John McKean · Rapid Transformation using Conversational Hypnosis · No scripts. No fluff. Just real change.
The Phoenix Method
Business & Professional Performance
You know what you're capable of. The people around you probably know it too. But in the room that matters, the boardroom, the pitch, the conversation that counts, something cuts in and the real version doesn't show up. That has a root. And it can be cleared.

What's actually happening
It's not imposter syndrome.
It's not lack of confidence.
It's a protection response.
"Your unconscious will always choose protection over performance. The question is what it thinks it's protecting you from."
You've done the work to get where you are. The competence is there. The track record is there. And yet in certain high-stakes moments the presentation, the close, the leadership decision under pressure something holds back. You walk out knowing you gave a diluted version of what you're actually capable of.
Most people assume this is a confidence problem. Or an imposter syndrome problem. So they read books, attend training, repeat affirmations. And the ceiling stays exactly where it is.

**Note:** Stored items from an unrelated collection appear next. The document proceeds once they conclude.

PR #221, opened 2020-12-05
Add JS DOM task 

kt-std:
### JS DOM

[Demo](https://kt-std.github.io/js-dom/) |
[Code base](https://github.com/kt-std/js-dom)

Please, review.


submissions/kt-std/js-dom/js/script.js
```diff
@@ -0,0 +1,113 @@
...
+        heading: 'Mars',
+        paragraph: 'The fourth planet from the Sun and the second-smallest planet in the Solar System, being larger than only Mercury. Mars carries the name of the Roman god of war and is often referred to as the "Red Planet". The days and seasons are comparable to those of Earth, because the rotational period as well as the tilt of the rotational axis relative to the ecliptic plane are similar.',
+        period: '687 Earth days',
+        position: '04'
+    }
+];
+
+
+document.querySelector("#menu-btn").addEventListener('click', function display(e) {
+    document.querySelector("#menu").classList.toggle("visible");
```
MaxKalashnyk, line 32: You can move `document.querySelector("#menu")` to the global variables. It helps you not to query this element on each click of the "#menu-btn" element

submissions/kt-std/js-dom/js/script.js
```diff
@@ -0,0 +1,113 @@
...
+});
+
+document.querySelector("#menu").addEventListener('click', function display(e) {
+    let sectionName = e.target.innerHTML.toLowerCase(),
+        target = e.target;
+    index = CONTENT.findIndex(el => el.heading.toLowerCase() == sectionName);
```
MaxKalashnyk, line 38: It's better to use `===` the strict comparison

submissions/kt-std/js-dom/js/script.js
```diff
@@ -0,0 +1,113 @@
...
+    setData(index);
+});
+
+let addAnimation = (element, ...animationOptions) => element.animate(...animationOptions);
```
MaxKalashnyk, line 42: you can use const for all of your functions

submissions/kt-std/js-dom/js/script.js
```diff
@@ -0,0 +1,113 @@
...
+        opacity: 1
+    }], {
+        duration: 500
+    });
+}
+
+let setInnerData = (element, data) => element.innerHTML = data;
+
+let setData = (index) => {
+    let image = document.getElementById("tabImage"),
```
MaxKalashnyk, line 58: you can use const here

submissions/kt-std/js-dom/js/script.js
```diff
@@ -0,0 +1,113 @@
...
+    addAnimation(container, [{
+        opacity: 0
+    }, {
+        opacity: 1
+    }], {
+        duration: (600)
+    });
+
+    setInnerData(period, CONTENT[index].period);
+    if (window.innerWidth > 800) {
```
MaxKalashnyk, line 79: It's better to move `800` to constants

submissions/kt-std/js-dom/js/script.js
```diff
@@ -0,0 +1,113 @@
...
+        updateBackground(headerMenu, ASSETS_PATH, `aside_${(CONTENT[index].heading).toLowerCase()}`)
+    };
+}
+
+window.addEventListener('resize', function(e) {
+    let image = document.querySelector(".header");
```
MaxKalashnyk, line 85: use const here.

submissions/kt-std/js-dom/js/script.js
```diff
@@ -0,0 +1,113 @@
...
+    if (window.innerWidth <= 800) {
+        image.style.backgroundImage = 'none';
+    } else {
+        updateBackground(image, ASSETS_PATH, `aside_${(document.querySelector(".tab__header").textContent).toLowerCase()}`);
+    }
+});
+
+let renderContent = (data) => {
+    let menu = document.getElementById('menu'),
```
MaxKalashnyk, line 94: use const here.

submissions/kt-std/js-dom/js/script.js
```diff
@@ -0,0 +1,113 @@
...
+        listItemClasses = ['menu__item', 'flex', 'center', 'full'];
+    fragment = new DocumentFragment();
+
+    data.forEach(element => {
+        let listItem = document.createElement('li');
+        listItem.classList.add(...listItemClasses);
+        listItem.textContent = `${element.heading}`;
+        listItem.setAttribute('data-content', `— ${element.position} —`);
+        listItem.setAttribute('tabindex', `1`);
```
MaxKalashnyk, line 103: Do you really need the `tabindex` here?

submissions/kt-std/js-dom/js/script.js
```diff
@@ -0,0 +1,113 @@
...
+    }
+});
+
+let renderContent = (data) => {
+    let menu = document.getElementById('menu'),
+        listItemClasses = ['menu__item', 'flex', 'center', 'full'];
+    fragment = new DocumentFragment();
+
+    data.forEach(element => {
+        let listItem = document.createElement('li');
```
MaxKalashnyk, line 99: You can use const here because you don't reassign this value. You just change DOM node object properties.
More info [here](https://www.geeksforgeeks.org/javascript-const/) (example 6)

MaxKalashnyk (changes requested):
Nice work! look at my comments below

submissions/kt-std/js-dom/js/script.js
kt-std: Thank you for reviewing! 
I really hope, that I rightly fixed this issue. I've also implemented all your comments about other code issues (created constants for some variables and changed `let` to `const`).

submissions/kt-std/js-dom/js/script.js
kt-std: Replaced this one with the strict comparison

submissions/kt-std/js-dom/js/script.js
kt-std: Created `const` in the top section of code for that value

submissions/kt-std/js-dom/js/script.js
kt-std: It was used only for highlighting the menu tabs while navigating by pressing the Tab key. I've already removed it as it is not a mandatory stuff.

submissions/kt-std/js-dom/js/script.js
kt-std: Thank you for providing useful info:)

submissions/kt-std/js-dom/index.html
```diff
@@ -0,0 +1,41 @@
...
+	<link rel="preconnect" href="https://fonts.gstatic.com">
+	<link rel="stylesheet" media="screen and (min-width:300px) and (max-width: 800px)" href="css/mobile.css">
+	<link href="https://fonts.googleapis.com/css2?family=Playfair+Display&family=Roboto:wght@300;600&display=swap" rel="stylesheet"> 
+	<title>JS DOM</title>
+</head>
+<body class="flex">
+	<header class="header flex center">
+		<nav class="nav flex column full center">
+			<div class="menu__icon-container flex full">
+				<img class="menu__icon" id="menu-btn" src="assets/menu.svg" alt="Menu button">
```
MaxKalashnyk, line 16: Don't forget about the semantic elements in your layout or accessibility attributes.
I'd recommend using the `button` tag here or the `role` attribute on this element

submissions/kt-std/js-dom/index.html
```diff
@@ -0,0 +1,41 @@
...
+				<h1 class="tab__header"></h1>
+				<p class="tab__paragraph"></p>
+			</div>
+			<div class="tab__statistics flex">
+				<h2 class="statistics__header">Orbital period</h2>
+				<p class="statistics__text"></p>
+			</div>
+		</section>
+	</main>	
+	<script type="text/javascript" src="js/script.js"></script>
```
MaxKalashnyk, line 39: You can not use `type="text/javascript"`. Now it works fine without this attribute as well

submissions/kt-std/js-dom/js/script.js
```diff
@@ -0,0 +1,113 @@
+const ASSETS_PATH = "assets/";
```
MaxKalashnyk, line 1: Do you really still need this file?

submissions/kt-std/js-dom/index.html
MaxKalashnyk: Also, don't forget to change the exact script file path

submissions/kt-std/js-dom/script.js
```diff
@@ -0,0 +1,145 @@
...
+    },
+];
+
+document
+    .querySelector('#menu-btn')
+    .addEventListener('click', function display(e) {
+        menu.classList.toggle('visible');
+    });
+
+document
```
MaxKalashnyk, line 41: You can use your new constant `menu` for this operation

submissions/kt-std/js-dom/script.js
```diff
@@ -0,0 +1,145 @@
...
+        paragraph:
+            'The fourth planet from the Sun and the second-smallest planet in the Solar System, being larger than only Mercury. Mars carries the name of the Roman god of war and is often referred to as the \'Red Planet\'. The days and seasons are comparable to those of Earth, because the rotational period as well as the tilt of the rotational axis relative to the ecliptic plane are similar.',
+        period: '687 Earth days',
+        position: '04',
+    },
+];
+
+document
+    .querySelector('#menu-btn')
+    .addEventListener('click', function display(e) {
```
MaxKalashnyk, line 37: It's up to you of course, but you can use anonymous arrow function without arguments as well
```suggestion
    .addEventListener('click', () => menu.classList.toggle('visible'));
```

submissions/kt-std/js-dom/script.js
```diff
@@ -0,0 +1,145 @@
...
+        menu.classList.toggle('visible');
+    });
+
+document
+    .querySelector('#menu')
+    .addEventListener('click', function display(e) {
+    const sectionName = e.target.innerHTML.toLowerCase();
+    index = CONTENT.findIndex((el) => el.heading.toLowerCase() === sectionName);
```
MaxKalashnyk, line 45: Don't forget about declaring variables. And it's better to rename it to `sectionIndex`, for example.
Because you can be confused when you have a lot of different indexes

submissions/kt-std/js-dom/script.js
```diff
@@ -0,0 +1,145 @@
...
+                opacity: 1,
+            },
+        ],
+        {
+            duration: 600,
+        }
+    );
+
+    setInnerData(period, CONTENT[index].period);
+    if (window.innerWidth > 800) {
```
MaxKalashnyk, line 104: Please use the `SCREEN_WIDTH` variable here

submissions/kt-std/js-dom/script.js
```diff
@@ -0,0 +1,145 @@
...
+        updateBackground(
+            headerMenu,
+            ASSETS_PATH,
+            `aside_${CONTENT[index].heading.toLowerCase()}`
+        );
+    }
+};
+
+window.addEventListener('resize', function(e) {
+    const image = document.querySelector('.header');
```
MaxKalashnyk, line 114: you can make this variable global in order not to query it on each resize of the window. It can help to increase the performance of your app

submissions/kt-std/js-dom/script.js
```diff
@@ -0,0 +1,145 @@
...
+                .querySelector('.tab__header')
+                .textContent.toLowerCase()}`
+        );
+    }
+});
+
+const renderContent = (data) => {
+    const menu = document.getElementById('menu'),
+        listItemClasses = ['menu__item', 'flex', 'center', 'full'];
+    fragment = new DocumentFragment();
```
MaxKalashnyk, line 131: use const for this variable

submissions/kt-std/js-dom/script.js
```diff
@@ -0,0 +1,145 @@
...
+    {
+        heading: 'Mars',
+        paragraph:
+            'The fourth planet from the Sun and the second-smallest planet in the Solar System, being larger than only Mercury. Mars carries the name of the Roman god of war and is often referred to as the \'Red Planet\'. The days and seasons are comparable to those of Earth, because the rotational period as well as the tilt of the rotational axis relative to the ecliptic plane are similar.',
+        period: '687 Earth days',
+        position: '04',
+    },
+];
+
+document
```
MaxKalashnyk, line 35: you can move adding  this event listener to the bottom of your script when you declared `resize` event listener. it would be better to read your code for other develoeprs

MaxKalashnyk (changes requested):
Good job! Look at my comments below

submissions/kt-std/js-dom/index.html
kt-std: Thanks a lot!
I've added button tag to wrap the image

submissions/kt-std/js-dom/index.html
kt-std: I've deleted the `type` attribute. The file used in the project is stored in `js/script.js`. In that case, is there any need to change the path?

submissions/kt-std/js-dom/js/script.js
kt-std: The ASSETS_PATH variable is needed to set background images depending on the screen width. It sets the part of the path to where the images are stored. I guess there is no need to remove it because, in that case, it won't work / the path will have to be set explicitly, which is not a good idea, am I right?

submissions/kt-std/js-dom/script.js
kt-std: I've updated it with the constant

submissions/kt-std/js-dom/script.js
kt-std: I've changed it to an anonymous arrow function

submissions/kt-std/js-dom/script.js
kt-std: Sorry, missed that one previous time

submissions/kt-std/js-dom/script.js
kt-std: I've updated the variable name so that it became more clear what it actually stands for

submissions/kt-std/js-dom/script.js
kt-std: I've moved the event listener to the bottom of the script

submissions/kt-std/js-dom/script.js
kt-std: Constant is now used, therefore this variable is not global anymore

submissions/kt-std/js-dom/script.js
kt-std: I've changed it due to your advice

MaxKalashnyk (approved):
Good job! Approved!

Here's what's actually happening: your unconscious mind has learned that being fully seen — fully exposed in a high-stakes moment — is dangerous. Not incompetence. Not failure. The exposure itself. Being watched closely. Being judged. What happens if you go all in and fall short in front of people who matter.
That protection response was learned at a specific moment, often long before your professional life began. And it has been running quietly ever since, pulling back your performance in every situation that resembles the original threat.
RTT finds that moment. Clears it at the root. And the performance unlocks.
Who this is for
Three kinds of professional.
One root underneath all of it.
The block looks different depending on the role. The cause underneath it is almost always the same — a learned belief that full visibility in a high-stakes moment is unsafe.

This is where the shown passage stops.